Background: Periacetabular osteotomies are technically demanding surgical procedures. We developed a modified technique that uses a transtrochanteric approach. Our goal was to facilitate surgical exposure without compromising the results of surgery. The purpose of the present study was to review the early results in our initial group of patients who had this procedure.
Methods: We retrospectively reviewed the results of a modified periacetabular osteotomy in thirty-eight consecutive patients (forty-six hips) at an average duration of follow-up of 4.2 years. The average age of the patients was thirty-one years (range, eighteen to fifty-eight years) at the time of surgery. We evaluated the results with use of serial radiographs and the Merle d'Aubigné and Postel hip-scoring system.
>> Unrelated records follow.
PR #523, opened 2022-03-07
Dynamic Targeting

nathantournant:
## What does this PR do?

- [X] Adds new functionality
- [ ] Fixes a bug

### Current state of targeting
- As of right now, the controller does not continue targeting in time; at appliance, the disruption selects its targets once and will stick to them. 
- This is a very useful behaviour for a couple of reasons:
  - it makes the monitoring of targeting simpler to manage, more stable and transparent
  - it limits the impact of a disruption as new pods (which could compensate for the disruption) will not be targeted

Non-dynamic targeting will stay the default behaviour of the controller for safety and simplicity reason, as it fits most use cases. However, it is also a limit for some situations: a notorious case being the constantly-deploying services. If a service's pods are rolled out every 5-10 minutes, it is impossible to target a service properly for an extended period of time, as new pods will be left intact. Hence the implementation of Dynamic Targeting within the `chaos-controller`

### New Feature: Dynamic Targeting
Dynamic Targeting will allow the controller to follow-up on a cluster/deployment/target/etc. state in order to update the disruption and maintain it's targeting objective. With dynamic targeting activated, a disruption will watch the cluster's activity in order to disrupt new targets (if required) and stop counting dead targets as targets (eg. a 100%-count disruption will constantly disrupt 100% of old and new fitting targets within the namespace)

To achieve this result, the controller watches over the disruption's given namespace and target label selector.

Activity diagram for Dynamic Targeting (2)
Targets Update_Reconcile Logic (2)

## Code Quality Checklist

## Testing

    - On minikube
        - Install the controller on minikube
        - Edit any pod disruption with `dynamicTargeting: true` and `count: 100%` (or `50%`)
        - `examples/demo.yaml`: Edit the `demo-curl` container CPU limit to 0.1 (currently 1)
        - Deploy the demo
        - apply the chosen disruption
        - edit the demo-curl amount of replicas to *X* (arbitrary number) -- apply
        - Observe the number of chaos-pods go to *X*
        - edit the demo-curl amount of replicas to *X/2* (lower number) -- apply
        - Observe the number of chaos-pods go to *X/2*
        - Start again with `dynamicTargeting: false` and this time the amount of pods will not change
    - [X] locally.
    - [X] as a canary deployment to a cluster.


docs/features.md
```diff
@@ -52,6 +52,16 @@ The `Disruption` resource uses [label selectors](https://kubernetes.io/docs/conc
...
+
+By default, targeting is limited to a single target selection at the disruption's creation. It allows for more controlled disruption impact and propagation, as the targets will never change and canbe compensated in case of issue. Its major limit is not being able to follow targets through deployments/rollouts.
+By setting the `DynamicTargeting` flag to `true` in the Disruption's yaml spec, you activate a constant re-targeting for this disruption. This means at any given time, any target within the selector's scope will be added to the target list and be disrupted.
+This is a feature to use with care, as it can quickly get out of control: per example, a disruption targeting 100% of an application's pod will affect all existing **and** future pods which can appear once the disruption started. As long as this 100% disruption exists, there will be no spared pod.
+Even a 50%-set disruption, if the disruption gets targeted pods to die, will constantly re-target 50% of all selector-fitting pods and end-up killing every pods.
+`DynamicTargeting` behavior design choices:
+- the controller will consider as a still-alive target any pod that exists - regardeless of its state.
```
ptnapoleon, line 62:
```suggestion
- the controller will consider as a still-alive target any pod that exists - regardless of its state.
```

docs/features.md
```diff
@@ -52,6 +52,16 @@ The `Disruption` resource uses [label selectors](https://kubernetes.io/docs/conc
...
+- the controller will reconcile/update its targets list on any chaos pod or selector mouvement (create, update, delete)
```
ptnapoleon, line 63:
```suggestion
- the controller will reconcile/update its targets list on any chaos pod or selector movement (create, update, delete)
```

docs/features.md
```diff
@@ -52,6 +52,16 @@ The `Disruption` resource uses [label selectors](https://kubernetes.io/docs/conc
 
 **NOTE:** If you are targeting pods, the disruption must be created in the same namespace as the targeted pods.
 
+### DynamicTargeting
+
+By default, targeting is limited to a single target selection at the disruption's creation. It allows for more controlled disruption impact and propagation, as the targets will never change and canbe compensated in case of issue. Its major limit is not being able to follow targets through deployments/rollouts.
+By setting the `DynamicTargeting` flag to `true` in the Disruption's yaml spec, you activate a constant re-targeting for this disruption. This means at any given time, any target within the selector's scope will be added to the target list and be disrupted.
+This is a feature to use with care, as it can quickly get out of control: per example, a disruption targeting 100% of an application's pod will affect all existing **and** future pods which can appear once the disruption started. As long as this 100% disruption exists, there will be no spared pod.
+Even a 50%-set disruption, if the disruption gets targeted pods to die, will constantly re-target 50% of all selector-fitting pods and end-up killing every pods.
```
ptnapoleon, line 60:
```suggestion
Even a 50%-set disruption, if the disruption gets targeted pods to die, will constantly re-target 50% of all selector-fitting pods and end up killing every pod.
```

Is that true? I think I know what you mean here, but as long as k8s is scheduling new pods, we'll keep at least half of them up, so we dont really kill "every" pod, though we may end up killing any given pod eventually as the disruption/rescheduling continues

docs/features.md
```diff
@@ -52,6 +52,16 @@ The `Disruption` resource uses [label selectors](https://kubernetes.io/docs/conc
 
 **NOTE:** If you are targeting pods, the disruption must be created in the same namespace as the targeted pods.
 
+### DynamicTargeting
+
+By default, targeting is limited to a single target selection at the disruption's creation. It allows for more controlled disruption impact and propagation, as the targets will never change and canbe compensated in case of issue. Its major limit is not being able to follow targets through deployments/rollouts.
+By setting the `DynamicTargeting` flag to `true` in the Disruption's yaml spec, you activate a constant re-targeting for this disruption. This means at any given time, any target within the selector's scope will be added to the target list and be disrupted.
+This is a feature to use with care, as it can quickly get out of control: per example, a disruption targeting 100% of an application's pod will affect all existing **and** future pods which can appear once the disruption started. As long as this 100% disruption exists, there will be no spared pod.
```
ptnapoleon, line 59: Let's discuss this within the team, as I personally think we may want to default to this being true in the future, as a lot of users seem to expect this behavior

api/v1beta1/zz_generated.deepcopy.go
```diff
@@ -1,4 +1,3 @@
-//go:build !ignore_autogenerated
```
ptnapoleon, line 1: What is your local go version? I dont think this should get removed normally

api/v1beta1/disruption_types.go
```diff
@@ -317,3 +317,43 @@ func ReadUnmarshal(path string) (*Disruption, error) {
...
+func (status *DisruptionStatus) RemoveTargets(toRemoveTargetsCount int) {
+	for i := 0; i < toRemoveTargetsCount; i++ {
+		index := rand.Intn(len(status.Targets)) //nolint:gosec
+		status.Targets[len(status.Targets)-1], status.Targets[index] = status.Targets[index], status.Targets[len(status.Targets)-1]
+		status.Targets = status.Targets[:len(status.Targets)-1]
+	}
+}
+
+// contains returns true when the given string is present in the given slice
+func contains(s []string, str string) bool {
```
ptnapoleon, line 351: This is a re-implement of the function in `controller/helpers.go` right? Could we extract from both places, and move to some sort of util or helpers package?

docs/features.md
```diff
@@ -52,6 +52,16 @@ The `Disruption` resource uses [label selectors](https://kubernetes.io/docs/conc
 
 **NOTE:** If you are targeting pods, the disruption must be created in the same namespace as the targeted pods.
 
+### DynamicTargeting
+
+By default, targeting is limited to a single target selection at the disruption's creation. It allows for more controlled disruption impact and propagation, as the targets will never change and canbe compensated in case of issue. Its major limit is not being able to follow targets through deployments/rollouts.
```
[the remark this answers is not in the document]
nathantournant: I meant if disruption neutralises the pods, new pods can be deployed to keep the service active/bring back service activity in case of an issue with the disruption.
I agree it's not a clean formulation.

docs/features.md
nathantournant: Yes that's accurate; though that will most likely create a race condition and it'll be a weird balance to maintain.
I'll test this locally with a pod-killing disruption.

docs/features.md
nathantournant: I'll start a thread !

api/v1beta1/disruption_types.go
nathantournant: Sounds like a fair package to create

api/v1beta1/zz_generated.deepcopy.go
nathantournant: I am on 1.16 which is recommended
Not sure why this disappears quite constantly on my computer

api/v1beta1/disruption_types.go
nathantournant: Created an `utils` package with only this for now
I can imagine with time we can move various things there

api/v1beta1/disruption_types.go
```diff
@@ -317,3 +318,32 @@ func ReadUnmarshal(path string) (*Disruption, error) {
 
 	return &parsedSpec, nil
 }
+
+// RemoveDeadTargets removes targets not found in matchingTargets from the targets list
+func (status *DisruptionStatus) RemoveDeadTargets(matchingTargets []string) {
+	for index := 0; index < len(status.Targets); index++ {
+		if !utils.Contains(matchingTargets, status.Targets[index]) {
+			status.Targets[len(status.Targets)-1], status.Targets[index] = status.Targets[index], status.Targets[len(status.Targets)-1]
+			status.Targets = status.Targets[:len(status.Targets)-1]
```
ptnapoleon, line 327: Does this work? We're modifying a list while we're in the middle of traversing it, won't we end up skipping over some indices?

ptnapoleon: I ran some tests and I can confirm this function won't work as is, due to the aforementioned issue

controllers/disruption_controller.go
```diff
@@ -272,6 +329,97 @@ func (r *DisruptionReconciler) Reconcile(ctx context.Context, req ctrl.Request)
...
+
+		if err != nil {
+			return fmt.Errorf("cache gen error: %w", err)
+		}
+
+		info.AddEventHandler(DisruptionSelectorHandler{disruption: instance, reconciler: r})
+
+		// start the cache with a cancelable context and attach it to the controller as a watch source
+		ch := make(chan error)
+		cacheCtx, cacheCancelFunc := context.WithCancel(context.TODO())
```
ptnapoleon, line 389: I think it may be helpful to set a timeout here, equivalent to a bit longer than the disruption duration + GC. Right now the only way we remove these caches is upon working disruption deletion, but that isn't technically _guaranteed_ to happen (though it does in the 99.9% case, I know). After the timeout, we can just go ahead and cancel the cache and delete it.

controllers/disruption_controller.go
```diff
@@ -272,6 +329,97 @@ func (r *DisruptionReconciler) Reconcile(ctx context.Context, req ctrl.Request)
...
+	}
+
+	disNamespacedName := types.NamespacedName{Name: instance.Name, Namespace: instance.Namespace}
+	disCompleteSelector, err := targetselector.GetLabelSelectorFromInstance(instance)
+
+	if err != nil {
+		return fmt.Errorf("error getting instance selector: %w", err)
+	}
+	// if it doesn't exist, create the cache context to re-trigger the disruption
+	if r.CachesCancel[disNamespacedName] == nil {
```
ptnapoleon, line 345: We run the teeny tiny risk here that a Disruption can be deleted without the proper teardown, then re-created with the same name but a different spec, and that could screw up the cache. I dont have a suggested fix, it's extremely unlikely anyway. Maybe just leave a comment that we are accepting that failure case?

controllers/disruption_controller.go
```diff
@@ -557,134 +727,105 @@ func (r *DisruptionReconciler) handleChaosPodsTermination(instance *chaosv1beta1
 	}
 
 	for _, chaosPod := range chaosPods {
-		removeFinalizer := false
-		ignoreStatus := false
-		target := chaosPod.Labels[chaostypes.TargetLabel]
+		r.terminateChaosPod(instance, chaosPod)
```
ptnapoleon, line 730: I think we should rename this function, otherwise this sort of reads like we always terminate every chaos pod in every reconcile loop. I think `maybeTerminateChaosPod`, `handleChaosPodTermination`, etc?

docs/features.md
nathantournant: Follow-Up: decided to have a "StaticTargeting" flag defaulted to true as a soft transition
Default behaviour will be in time become StaticTargeting set to false

api/v1beta1/disruption_types.go
nathantournant: Rookie mistake -- will edit asap

controllers/disruption_controller.go
nathantournant: This seems fair. However I need to find a way to keep the sync between the context delete and the cancel func array cleanup. I'll find something.

controllers/disruption_controller.go
```diff
@@ -343,91 +491,120 @@ func (r *DisruptionReconciler) updateInjectionStatus(instance *chaosv1beta1.Disr
...
+	if len(targetChaosPods) == 0 {
+		r.Recorder.Event(instance, corev1.EventTypeWarning, "EmptyDisruption", fmt.Sprintf("No disruption recognized for \"%s\" therefore no disruption applied.", instance.Name))
+		return nil
+	}
 
-					return fmt.Errorf("error creating chaos pod: %w", err)
-				}
+	// create injection pods
+	for _, chaosPod := range targetChaosPods {
+		// check if an injection pod already exists for the given (instance, namespace, disruption kind) tuple
```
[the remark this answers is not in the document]
nathantournant: As generated here:
https://github.com/DataDog/chaos-controller/blob/727a7b00a8543da8a6b0b2cf692bb99feb36c6fc/controllers/disruption_controller.go#L1229-L1232

controllers/disruption_controller.go
nathantournant: yes, fixed

api/v1beta1/zz_generated.deepcopy.go
ptnapoleon: Ahh, I think it's because this is added with go 1.17, which I use. We can discuss this offline then

controllers/disruption_controller.go
nathantournant: I just pushed a fix; on top of the timeout, the reconciler will now store both the cacheContext and its cancel function; if [`cacheContext.Err()`](https://pkg.go.dev/context#Context) is not nil, the map entry will be deleted. It seems bit heavy on the reconcile loop but I see no other solution than to check either periodically or with every reconcile.
Checking periodically (i.e. like the metrics) would add a new timing logic we haven't introduced before and I'm afraid it would be very unclear.
Obviously open to debate this if there's a disagreement.

controllers/disruption_controller.go
nathantournant: Map key is now a hash of the disruption's `Spec` (`Count` excluded, like the admission hook) + Namespaced Name. It  excludes the scenario you mentionned.
I imagine it is still possible to get something messy if a single disruption is manually pulsed and a race condition occurs on the cache deletion/creation, and I'll set up a monitor for such a leak.

controllers/disruption_controller.go
```diff
@@ -272,6 +334,132 @@ func (r *DisruptionReconciler) Reconcile(ctx context.Context, req ctrl.Request)
...
+		}
+	}
+
+	for _, key := range deletionList {
+		delete(r.CacheContextStore, key)
+	}
+
+	// remove check when StaticTargeting is defaulted to false
+	if instance.Spec.StaticTargeting == nil {
+		r.log.Debugw("StaticTargeting pointer is nil")
```
ptnapoleon, line 354: Worth including info about the `instance` here, maybe at least the name?

ptnapoleon: Or are we guaranteed that `r.log` is already set to include those values correctly?

controllers/disruption_controller.go
```diff
@@ -272,6 +334,132 @@ func (r *DisruptionReconciler) Reconcile(ctx context.Context, req ctrl.Request)
...
+
+		info.AddEventHandler(DisruptionSelectorHandler{disruption: instance, reconciler: r})
+
+		// start the cache with a cancelable context and duration, and attach it to the controller as a watch source
+		ch := make(chan error)
+		cacheCtx, cacheCancelFunc := context.WithTimeout(context.Background(), instance.Spec.Duration.Duration()+*r.ExpiredDisruptionGCDelay*2)
+
+		go func() { ch <- cache.Start(cacheCtx) }()
+
+		r.CacheContextStore[disCacheHash] = CtxTuple{cacheCtx, cacheCancelFunc}
```
ptnapoleon, line 423: A context doesn't remember its own cancel func? that's disappointing, but this is a good solution

controllers/disruption_controller.go
```diff
@@ -343,91 +531,128 @@ func (r *DisruptionReconciler) updateInjectionStatus(instance *chaosv1beta1.Disr
...
+	chaosPods, err := r.getChaosPods(instance, nil)
+	if err != nil {
+		return fmt.Errorf("error getting chaos pods: %w", err)
+	}
+
+	for _, chaosPod := range chaosPods {
+		if !utils.Contains(instance.Status.Targets, chaosPod.Labels[chaostypes.TargetLabel]) {
+			r.deleteChaosPod(instance, chaosPod)
+		} else {
+			chaosPodsMap[chaosPod.Labels[chaostypes.TargetLabel]+"-"+chaosPod.Labels[chaostypes.DisruptionKindLabel]] = chaosPod
```
ptnapoleon, line 550: What do you think about changing `chaosPodsMap` to be `map[string]map[string]corev1.Pod{}` where the inner key is the kind, so that we aren't using composite keys like this?

ptnapoleon: It also seems like we don't ever check the value of this map? We can just use `bool` in that case, for "it exists", if that's all we really care about, rather than store whole Pods (we're not even storing pointers)

controllers/disruption_controller.go
```diff
@@ -343,91 +531,128 @@ func (r *DisruptionReconciler) updateInjectionStatus(instance *chaosv1beta1.Disr
...
-				return fmt.Errorf("error getting target pod container ID: %w", err)
+			if err = r.createChaosPods(instance, target); err != nil {
+				return fmt.Errorf("error creating chaos pods: %w", err)
 			}
 
-			// get IP of targeted pod
-			targetPodIP = pod.Status.PodIP
-		case chaostypes.DisruptionLevelNode:
-			targetNodeName = target
+			break
```
ptnapoleon, line 569: Why `break` here?

controllers/disruption_controller.go
```diff
@@ -557,134 +775,105 @@ func (r *DisruptionReconciler) handleChaosPodsTermination(instance *chaosv1beta1
...
+			r.log.Errorw("error removing chaos pod finalizer", "error", err, "chaosPod", chaosPod.Name)
+
+			return
 		}
-	}
+	} else {
+		// if the chaos pod finalizer must not be removed and the chaos pod must not be deleted
+		// and the cleanup status must not be ignored, we are stuck and won't be able to remove the disruption
+		r.log.Infow("instance seems stuck on removal for this target, please check manually", "target", target, "chaosPod", chaosPod.Name)
+		r.Recorder.Event(instance, corev1.EventTypeWarning, "StuckOnRemoval", "Instance is stuck on removal because of chaos pods not being able to terminate correctly, please check pods logs before manually removing their finalizer")
```
ptnapoleon, line 873: When you merge in main, make sure you get the latest change to this notice

ptnapoleon (approved):
A few comments, but looks great!

controllers/disruption_controller.go
nathantournant: The logger [includes the instance name + namespace](https://github.com/DataDog/chaos-controller/blob/1d77e8d736679c6049640692de4f841e1decb21e/controllers/disruption_controller.go#L141) in every log

controllers/disruption_controller.go
nathantournant: The scenario is reached when there are multiple kinds on the disruption, and multiple chaos pods for one target. In the event a chaos pod is missing, `r.createChaosPods` is launched, which will attempt to create all chaos pods for a target (and cancel the creation of the already existing ones with a debug-only line). It shouldn't run again for this target.
I think this logic is fine, we can discuss it internally elsewhere.
--
If deemed problematic, this should be adjusted later in another PR; chaos pods could indeed be "created" individually for each target+disruption kind and not bundled like this -- but that's not the primary focus of this PR that is already a heavy bit of change.

docs/features.md
```diff
@@ -48,16 +48,19 @@ If a `pulse` is not specified, then a disruption will not be pulsing.
 
 ## Targeting
 
+**NEW:** StaticTargeting currently defaults to true. It will default to false after some transition time. Read StaticTargeting.
+
```
ptnapoleon, line 52: You can link directly to the StaticTargeting header within the doc here, That would be nice to turn "Read StaticTargeting" into a hyperlink

nathantournant: Done, TIL

api/disruption_types_test.go
```diff
@@ -0,0 +1,222 @@
...
+			Targets: []string{"0.0.0.0", "1.1.1.1", "2.2.2.2", "3.3.3.3", "4.4.4.4"},
+		}
+	})
+
+	Context("asks to remove no targets", func() {
+		BeforeEach(func() {
+			toRemoveTargetsCount = 0
+		})
+
+		It("expects to remove part of the targets", func() {
```
ptnapoleon, line 184:
```suggestion
		It("expects to remove none of the targets", func() {
```

api/disruption_types_test.go
```diff
@@ -0,0 +1,222 @@
...
+		When("matchingTargets contains exactly all the current targets", func() {
+			It("expects status.Targets to be intact", func() {
+				status.RemoveDeadTargets(matchingTargets)
+				Expect(status.Targets).To(HaveLen(5))
+				Expect(status.Targets).To(Equal(matchingTargets))
+			})
+		})
+
+		When("matchingTargets has all current targets and more", func() {
+			BeforeEach(func() {
```
ptnapoleon, line 49:
```suggestion
			JustBeforeEach(func() {
```

to make the timing more explicit

nathantournant: done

Results: All osteotomies healed. Preoperatively, the average lateral center-edge angle was 3° (range, -15° to 12°), the anterior center-edge angle was 0° (range, -20° to 5°), the acetabular angle of Sharp was 57° (range, 50° to 68°), and the femoral head coverage was 53% (range, 40% to 66%). Postoperatively, the average lateral center-edge angle was 35° (range, 23° to 45°), the anterior center-edge angle was 32° (range, 20° to 55°), the acetabular angle of Sharp was 40° (range, 37° to 45°), and the femoral head coverage was 92% (range, 85% to 100%). The average amount of medialization of the femoral head was 6 mm. At the latest follow-up examination, improvement in the grade of osteoarthritis was noted in eight hips, while progression of osteoarthritis was seen in five hips. Functionally, the average Merle d'Aubigné and Postel hip score improved from 13.2 points preoperatively to 17.0 points postoperatively. No patient had a neurovascular complication.
Conclusion: Our early experience with a modified periacetabular osteotomy showed encouraging results in terms of the technical ease of the technique and the outcome in our patients.
Level of Evidence: Therapeutic study, Level IV (case series [no, or historical, control group]). See Instructions to Authors for a complete description of levels of evidence.